Haremos otra cosa entonces, porque te llevo 26 años de diferencia y bien podría ser tu padre, ¿qué quieres ahora Mauricio?, jugaremos  a que soy tu padre, a que mi eres mi hija consentida, a que estoy haciendo uso del derecho de pernada. Ella empezó a reír para mi dicha, para saber de la belleza de sus ojos, de su forma de mirarme, de su pericia para las que se saben buenas amantes, las que marcan territorio para robarse lo mejor de uno: el recuerdo, o en todo caso un escrito donde fuese inmortal. Le pedí entonces que pusiera resistencia, que fingiera una violación para que pudiera alcanzar el orgasmo en pleno juego: lo querría hacer Mauricio, pero cachas tan rico que si me violaras de verdad igual lo disfrutaría. Una jalada de cabellos mientras le ordenaba que se pusiera boca arriba y juntara las piernas para que en mi penetración sobre ella, mi miembro viril rosara su clítoris y la zona erógena donde se estimulan el Punto G las mujeres me encontró otra vez ante su rostro de placer, unos gestos de dolor que sé reconocer cuando ella es feliz, porque empezó a hacerme caso con su metro setenta, con su cuerpo de muchacha mortal, peligrosa, esas que son capaces de hacer perder la cabeza a cualquier hombre, las que los llevan a las bancarrotas a los grandes empresarios, las afroditas que inevitablemente los potentados han de llegar a conocer por ser unas campeonas. Y reía mientras le  repetía que era mi hija, que la Winchester que había comprado para que nadie se le acercara ante la amenaza de llenarlos de esquirlas hizo hacerle entender que ella sería solo mía, hizo que sus brazos empujaran mi gaznate para anularme mientras repetía: no Mauricio, no, por favor no, no me violes. Pero fue inútil, empezamos a reírnos y a disfrutar del uno y la otra, para perderme en su mirada, para cambiar de poses a cada momento, para de pronto sentir que ella se rendía sobre mi cuerpo esperando quedarse en ese reposo tan buscado para siempre mientras el amor era su sexo penetrado por el mío, su vientre latiendo muy pegado  a mi torso y, esos senos duros en total entrega mientras su cabellera enmarañada a voluntad se perdía entre mi rostro y mi cabeza, si mis manos la sujetaban con fuerza, reteniendo con furia esa cabeza que no sabía de anticonceptivos que hacen caer el cabello, con el olor fresco de las que se saben jóvenes y solo quieren hacer el amor sin refreno alguno todo el día.

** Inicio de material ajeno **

PR #717, opened 2018-08-27
Add editorial content on parameter and variable

sandcha:
Connected to openfisca/legislation-explorer#124

#### New features

Allow for multiline editorial content on parameters and variables:
- Introduce `ParameterNode.documentation`, `Parameter.documentation` and `Variable.documentation` attributes
- User can access a `documentation` attribute through Web API
    - on `/parameter` nodes as `/parameter/benefits`
      > = python `ParameterNode.documentation`  
      > = `documentation` string attribute of `index.yaml`
    - on `/parameter` leafs as `/parameter/benefits/housing_allowance`
      > = python `Parameter.documentation`  
      > = yaml `documentation` string attribute
    - on `/variable` leafs as `/variable/housing_allowance`
      > = python `Variable.documentation`
    - on every `/variable` leaf formula 
      > = python `Variable` formula docstring

Here is web API `/variable/housing_allowance` example:

      {
        "description": "Housing allowance",
        "documentation": "This allowance was introduced on the 1st of Jan 1980.\nIt needs the   'rent' value (same month) but doesn't care about the 'housing_occupancy_status'.",
        "entity": "household",
        "formulas": {
          "1980-01-01": {
            "content": "def formula_1980(household, period, parameters):\n    '''This is my specific life statement.'''\n    return     household('rent', period) * parameters(period).benefits.housing_allowance\n",
            "documentation": "This is my specific life statement.",
            "source": "https://github.com/openfisca/country-template/blob/3.3.0/openfisca_country_template/variables/benefits.py#L47-L49"
          },
          "2016-12-01": null
        },
        "id": "housing_allowance",
        (...)
      }

The formula doctoring is in the formula `content` and `documentation` attributes.

### DIFF
--- a/openfisca_core/parameters.py
+++ b/openfisca_core/parameters.py
@@ -91,7 +91,7 @@ class Parameter(object):
         :param string name: Name of the parameter, e.g. "taxes.some_tax.some_param"
         :param dict data: Data loaded from a YAML file.
         :param string file_path: File the parameter was loaded from.
-        :param string documentation: Some documentation describing parameter usage and context.
+        :param string documentation: Documentation describing parameter usage and context.
 
 
         Instantiate a parameter without metadata:
@@ -321,7 +321,7 @@ class ParameterNode(object):
         :param string name: Name of the node, eg "taxes.some_tax".
         :param string directory_path: Directory containing YAML files describing the node.
         :param dict data: Object representing the parameter node. It usually has been extracted from a YAML file.
-        :param string documentation: Some documentation describing parameter node usage and context.
+        :param string documentation: Documentation describing parameter node usage and context.
         :param string file_path: YAML file from which the `data` has been extracted from.
 
 
@@ -367,8 +367,8 @@ class ParameterNode(object):
                     if child_name == 'index':
                         data = _load_yaml_file(child_path)
                         _validate_parameter(self, data, allowed_keys = ['metadata', 'description', 'documentation', 'reference'])
-                        self.description = data.get('description', None)
-                        self.documentation = data.get('documentation', None)
+                        self.description = data.get('description')
+                        self.documentation = data.get('documentation')
                         _set_backward_compatibility_metadata(self, data)
                         self.metadata.update(data.get('metadata', {}))
                     else:
@@ -387,9 +387,8 @@ class ParameterNode(object):
         else:
             self.file_path = file_path
             _validate_parameter(self, data, data_type = dict, allowed_keys = self._allowed_keys)
-            # We allow to set a reference, a description and a documentation for a node.
-            self.description = data.get('description', None)
-            self.documentation = data.get('documentation', None)
+            self.description = data.get('description')
+            self.documentation = data.get('documentation')
             _set_backward_compatibility_metadata(self, data)
             self.metadata.update(data.get('metadata', {}))
             for child_name, child in data.items():
--- a/openfisca_core/parameters.py
+++ b/openfisca_core/parameters.py
@@ -121,18 +121,22 @@ class Parameter(object):
         _validate_parameter(self, data, data_type = dict)
         self.description = None
         self.metadata = {}
+        self.documentation = None
         self.values_history = self  # Only for backward compatibility
 
         # Normal parameter declaration: the values are declared under the 'values' key: parse the description and metadata.
         if data.get('values'):
             # 'unit' and 'reference' are only listed here for backward compatibility
-            _validate_parameter(self, data, allowed_keys = set(['values', 'description', 'metadata', 'unit', 'reference']))
+            _validate_parameter(self, data, allowed_keys = set(['values', 'description', 'metadata', 'unit', 'reference', 'documentation']))
             self.description = data.get('description')
+
             _set_backward_compatibility_metadata(self, data)
             self.metadata.update(data.get('metadata', {}))
 
             _validate_parameter(self, data['values'], data_type = dict)
             values = data['values']
+
+            self.documentation = data.get('documentation')
 
         else:  # Simplified parameter declaration: only values are provided
             values = data
--- a/openfisca_core/parameters.py
+++ b/openfisca_core/parameters.py
@@ -88,9 +88,10 @@ class Parameter(object):
     """
         A parameter of the legislation. Parameters can change over time.
 
-        :param name: name of the parameter, e.g. "taxes.some_tax.some_param"
-        :param data: Data loaded from a YAML file.
-        :param file_path: File the parameter was loaded from.
+        :param string name: Name of the parameter, e.g. "taxes.some_tax.some_param"
+        :param dict data: Data loaded from a YAML file.
+        :param string file_path: File the parameter was loaded from.
+        :param string documentation: Some documentation describing parameter usage and context.
 
 
         Instantiate a parameter without metadata:
@@ -258,9 +259,9 @@ class ParameterAtInstant(object):
 
     def __init__(self, name, instant_str, data = None, file_path = None, metadata = None):
         """
-            :param name: name of the parameter, e.g. "taxes.some_tax.some_param"
-            :param instant_str: Date of the value in the format `YYYY-MM-DD`.
-            :param data: Data, usually loaded from a YAML file.
+            :param string name: name of the parameter, e.g. "taxes.some_tax.some_param"
+            :param string instant_str: Date of the value in the format `YYYY-MM-DD`.
+            :param dict data: Data, usually loaded from a YAML file.
         """
         self.name = name
         self.instant_str = instant_str
@@ -320,6 +321,7 @@ class ParameterNode(object):
         :param string name: Name of the node, eg "taxes.some_tax".
         :param string directory_path: Directory containing YAML files describing the node.
         :param dict data: Object representing the parameter node. It usually has been extracted from a YAML file.
+        :param string documentation: Some documentation describing parameter node usage and context.
         :param string file_path: YAML file from which the `data` has been extracted from.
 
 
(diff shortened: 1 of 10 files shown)


tests/web_api/test_variables.py
```diff
@@ -154,3 +154,11 @@ def test_dated_variable_formulas_content():
 def test_variable_encoding():
     variable_response = subject.get('/variable/pension')
     assert_equal(variable_response.status_code, OK)
+
+
+def test_variable_documentation():
+    response = subject.get('/variable/housing_allowance')
+    variable = json.loads(response.data.decode('utf-8'))
+    assert_equal(variable['documentation'],
+        "\nThis allowance was introduced on the 1st of Jan 1980.\nIt needs the 'rent' value "
```
fpagnoux: The first line break is not relevant, and should be removed somehow. Same for the last one.

openfisca_web_api/loader/variables.py
```diff
@@ -78,6 +78,9 @@ def build_variable(variable, country_package_metadata, tax_benefit_system):
             ),
         }
 
+    if variable.documentation:
```
fpagnoux: Looking at OpenFisca France, a lot of doc string is added at the _formula_ level. This PR is not exposing this doc though the API. We should probably do that too :)

openfisca_core/parameters.py
```diff
@@ -120,19 +120,23 @@ def __init__(self, name, data, file_path = None):
         _validate_parameter(self, data, data_type = dict)
         self.description = None
         self.metadata = {}
+        self.documentation = None
```
fpagnoux: Should we also add this new attributes to parameter nodes? I'm not sure there is a good reason to do it only for leads.

tests/core/test_parameters.py
```diff
@@ -94,3 +94,15 @@ def test_parameter_node_metadata():
...
     assert_equal(parameter_2.description, 'Housing tax')
+
+
+def test_parameter_documentation():
+    parameter = tax_benefit_system.parameters.benefits.housing_allowance
+    assert_equal(parameter.documentation,
+        'A fraction of the rent. \nFrom the 1st of Dec 2016, the housing allowance no longer exists.\n')
+
+
+@raises(AttributeError)
```
fpagnoux: > Even if we chose not to give parameter nodes a documentation, I'm not sure about the relevance of such a test.

>  When reading this test, it feels like we are testing that Python sends an `AttributeError ` when calling an undefined attribute, which doesn't say much about OpenFisca itself

openfisca_core/parameters.py
sandcha: Do you see some use case for documentation on `ParameterNode`objects? 
As I see it, for now, we wouldn't use it so it would be over-engineering it.

fpagnoux: Yes, imagine something like: `rsa.plafonds.1_enfant`, `rsa.plafonds.2_enfants`, `rsa.plafonds.par_enfant_supp`.

In that case, it's probably more interesting to document the `rsa.plafonds` rather than the specific values.

In many case, parameters work by group and are not fully independent. In that case, the nodes may be the thing we want to document.

tests/web_api/test_variables.py
fpagnoux: See https://github.com/openfisca/openfisca-core/pull/714#discussion_r214879580 for an easy implem

tests/core/test_parameters.py
sandcha: Removed

> It was there to define the expected behaviour before coding but is irrelevant now.

openfisca_core/parameters.py
```diff
@@ -87,9 +87,10 @@ class Parameter(object):
     """
         A parameter of the legislation. Parameters can change over time.
 
-        :param name: name of the parameter, e.g. "taxes.some_tax.some_param"
-        :param data: Data loaded from a YAML file.
-        :param file_path: File the parameter was loaded from.
+        :param string name: Name of the parameter, e.g. "taxes.some_tax.some_param"
+        :param dict data: Data loaded from a YAML file.
+        :param string file_path: File the parameter was loaded from.
+        :param string documentation: Some documentation describing parameter usage and context.
```
fpagnoux: > Some documentation -> Documentation

openfisca_core/parameters.py
```diff
@@ -315,6 +320,7 @@ def __init__(self, name = "", directory_path = None, data = None, file_path = No
         :param string name: Name of the node, eg "taxes.some_tax".
         :param string directory_path: Directory containing YAML files describing the node.
         :param dict data: Object representing the parameter node. It usually has been extracted from a YAML file.
+        :param string documentation: Some documentation describing parameter node usage and context.
```
fpagnoux: > Some documentation -> Documentation

openfisca_core/parameters.py
```diff
@@ -358,8 +365,9 @@ def __init__(self, name = "", directory_path = None, data = None, file_path = No
 
                     if child_name == 'index':
                         data = _load_yaml_file(child_path)
-                        _validate_parameter(self, data, allowed_keys = ['metadata', 'description', 'reference'])
+                        _validate_parameter(self, data, allowed_keys = ['metadata', 'description', 'documentation', 'reference'])
                         self.description = data.get('description', None)
+                        self.documentation = data.get('documentation', None)
```
fpagnoux: `None` is already the default 2nd argument of get, specifying is redundant.

openfisca_core/parameters.py
```diff
@@ -378,8 +386,9 @@ def __init__(self, name = "", directory_path = None, data = None, file_path = No
         else:
             self.file_path = file_path
             _validate_parameter(self, data, data_type = dict, allowed_keys = self._allowed_keys)
-            # We allow to set a reference and a description for a node.
+            # We allow to set a reference, a description and a documentation for a node.
             self.description = data.get('description', None)
+            self.documentation = data.get('documentation', None)
```
fpagnoux: Unnecessary 2nd argument

openfisca_core/parameters.py
```diff
@@ -378,8 +386,9 @@ def __init__(self, name = "", directory_path = None, data = None, file_path = No
         else:
             self.file_path = file_path
             _validate_parameter(self, data, data_type = dict, allowed_keys = self._allowed_keys)
-            # We allow to set a reference and a description for a node.
```
fpagnoux: This comment seems outdated (we don't set a reference around it). I'd just remove it 🙂

openfisca_web_api/loader/variables.py
```diff
@@ -78,6 +82,9 @@ def build_variable(variable, country_package_metadata, tax_benefit_system):
...
```
fpagnoux: The way we handle unspecified documentation in the Web API is currently inconsistent:
- `documentation: null for parameters`
- `documentation: "" for formulas`
- no `documentation` key for variables

I'd be in favor of generalizing the 3rd option, as it makes the JSON more readable, lighter, and doesn't change anything for JS clients.

tests/core/test_parameters.py
```diff
@@ -94,3 +94,9 @@ def test_parameter_node_metadata():
 
     parameter_2 = tax_benefit_system.parameters.taxes.housing_tax
     assert_equal(parameter_2.description, 'Housing tax')
+
+
+def test_parameter_documentation():
+    parameter = tax_benefit_system.parameters.benefits.housing_allowance
+    assert_equal(parameter.documentation,
+        'A fraction of the rent. \nFrom the 1st of Dec 2016, the housing allowance no longer exists.\n')
```
fpagnoux: > This last line break is not really relevant. Cleaning the trailing line breaks with a `strip` in parameters parsing would be nice.

tests/web_api/test_variables.py
```diff
@@ -154,3 +154,14 @@ def test_dated_variable_formulas_content():
...
     variable_response = subject.get('/variable/pension')
     assert_equal(variable_response.status_code, OK)
+
+
+def test_variable_documentation():
+    response = subject.get('/variable/housing_allowance')
+    variable = json.loads(response.data.decode('utf-8'))
+    assert_equal(variable['documentation'],
+        "This allowance was introduced on the 1st of Jan 1980.\nIt needs the 'rent' value "
+        + "(same month) but doesn't care about the 'housing_occupancy_status'.")
```
fpagnoux: The `+` is not necessary, Python automatically concatenates strings.

tests/core/test_parameters.py
sandcha: Done for web API (not for python API).

openfisca_web_api/loader/variables.py
sandcha: Fixed for Web API : a documentation attribute is exposed only when it exists and its value is cleaned from start and end spaces.

> On Python API : the documentation attribute value is not modified at all.
For variable formulas, there is no specific `documentation` attribute as the user can already get  formula docstring with `formula.__doc__`.

tests/web_api/test_parameters.py
```diff
@@ -68,7 +68,11 @@ def test_parameter_node():
     assert_equal(response.status_code, OK)
     parameter = json.loads(response.data)
     assert_equal(sorted(list(parameter.keys())), ['description', 'documentation', 'id', 'metadata', 'source', 'subparams'])
-    assert_equal(parameter['documentation'], 'This (optional) file defines metadata for the node parameters.benefits in the parameter tree.')
+    assert_equal(parameter['documentation'],
```
fpagnoux: > For test robustness sake, I'd just check that `parameter['documentation']` contains a key expression, like "Government support for the citizens and residents".

sandcha:
@benjello Including one attribute of primitive type for all the variables won't have significant effect on tax benefit system instantiation. For now, documentation attributes will mainly gather existing comments and have very short contents.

Volví entonces a decirle, eso es el amor, una decisión, porque el amor dura un día, un día que puede ser todos los días si es que decidiera quedarme a tu lado siempre y, que en los adultos, sería reemplazado fácilmente por otra muchacha que también sería el amor a pesar que seas muy bella, porque te sabes endemoniadamente bella y lo eres, pero sé de las que se enamoran, de las que dejan revelar sus rostros y cuerpos desnudos antes de ser mías para siempre, como lo eres en este momento.
Se rio con ironía mientras los celulares no dejaban de sonar y que ella nunca contestó y en un instante de locura los apagó para que nadie nos interrumpiera.
Porque al inicio de este relato hablé de los referentes de la literatura europea, de esos escritores que afanosamente buscaron la vida, sin saber que la vida está en las muchachas que conocí y conozco, las que como le dije a ella, tienen la virtud de salvar a los suicidas, los que han perdido la fe y están en medio de un mundo donde todos estamos contra todos, mientras ella estaba sobre mí, mientras olvidaba a la mujer blanca que con sus senos frotó mi miembro viril, como las demás muchachas que me hacen entender una y otra vez dónde está el paraíso, si antes de despedirme le dijera: si Ernest Hemingway te hubiera conocido, no se habría quitado la vida, ese escritor viril por antonomasia, amante de las muchachas más bellas, boxeador por afición, cazador de leones en el África y taurómano por excelencia, ¿por qué?, qué pasó con él, ah, se quitó la vida por impotente o, mejor dicho, porque naciste tú a destiempo, muchacha que enciendes intensas pasiones, la ganadora del amor.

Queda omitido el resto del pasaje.